Abstract

Background: Cadmium Telluride (CdTe) Quantum Dots have several applications in different fields of industry because of their optic and electronic properties. Synthesis of these structures had been successfully performed by chemical methods. However, the procedures and mechanisms underlying microbiological synthesis of CdTe have not yet been clearly established. One of the main handicaps for these purposes is the elevated toxicity of the most soluble tellurium form, tellurite (TeO32), whose MIC is as low as 0.004 M for Escherichia coli. Given the growing interest in nanostructure formation through biological processes is that tellurite resistant bacteria represent an interesting source for biosynthesizing  CdTe Quantum Dots. There are several bacterial strategies for tellurite resistance and one of them is its reduction to the elemental form (Te0) often through the formation of black deposits.
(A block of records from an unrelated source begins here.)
PR #313, opened 2023-08-28
8315247: GenShen: Condition calls to post-write barrier code generation by a flag

ysramakrishna:
Protect the card barrier code generation by a new global `ShenandoahCardBarrier`, which is disabled by default and enabled for GenShen (generational mode Shenandoah) only. If the user forces the barrier flag to a value inconsistent with mode, we exit with an appropriate error message.

The intention of the change is two-fold:
1. Make the card-barrier code in support of GenShen more idiomatic along the lines of existing barrier-gen code in Shenandoah
2. Reduce and simplify to the extent possible the impact of changes from GenShen on shared/legacy Shenandoah code, so as to make reviews/audits of shared/legacy code a bit easier

The changes have been made for x86, aarch, and ppc, and tested as follows:
1. I have tested on x86 on a cloud host running jtreg1-4 and SPECjbb.
3. A round of aarch64 and x86 pipeline tests have run (but ran into existing assertion that William is fixing).
4. Many thanks to Martin Doerr (SAP) for putting this through a "quick spin" on PPC
5. RISC-V & S390 don't currently support generational mode Shenandoah.

---------
### Progress

### Issue
 * [JDK-8315247](https://bugs.openjdk.org/browse/JDK-8315247): GenShen: Condition calls to post-write barrier code generation by a flag (**Task** - P3)

### Reviewers
 * [William Kemper](https://openjdk.org/census#wkemper) (@earthling-amzn - Committer) ⚠️ Review applies to [71bd4973](https://git.openjdk.org/shenandoah/pull/313/files/71bd49736f18dde3c13bd8a078ed3c01c8295b20)
 * [Kelvin Nilsen](https://openjdk.org/census#kdnilsen) (@kdnilsen - Committer) ⚠️ Review applies to [71bd4973](https://git.openjdk.org/shenandoah/pull/313/files/71bd49736f18dde3c13bd8a078ed3c01c8295b20)

### Reviewing

Checkout this PR locally: \
`$ git fetch https://git.openjdk.org/shenandoah.git pull/313/head:pull/313` \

In this line, tellurite-treated bacteria would need two additional electrons for CdTe formation (Te2-); these could be provided in mineral oil-overlayed media, which would avoid volatile sulfide release and potentially increase the concentration of cellular thiol groups. Methods: Selected tellurite resistant strains were treated with potassium tellurite (K2TeO3) and cadmium chloride (CdCl2) and their reduction abilities and CdTe formation were compared to those of the tellurite-sensitive bacterium Escherichia coli BW25113 under aerobic, mineral oil coated-cultures and anaerobic conditions. CdTe quantum dots were detected by fluorescence. Results: It was observed that tellurite resistant bacteria treated with potassium tellurite and cadmium chloride were able to reduce tellurite to its elemental form in the presence and absence of oxygen, exhibiting the typical  blackening of cells because the formation of  elemental tellurium. In mineral oil covered culture media, the same strains reduced tellurite to telluride and formed CdTe, which were observed by the intrinsic fluorescence of quantum dots. E. coli did not form CdTe quantum dots in the tested conditions. Conclusion: In mineral oil covered cultures, the greater reduction potential of tellurite resistant bacteria represents a good source for the biological synthesis of tellurium nanocomposites.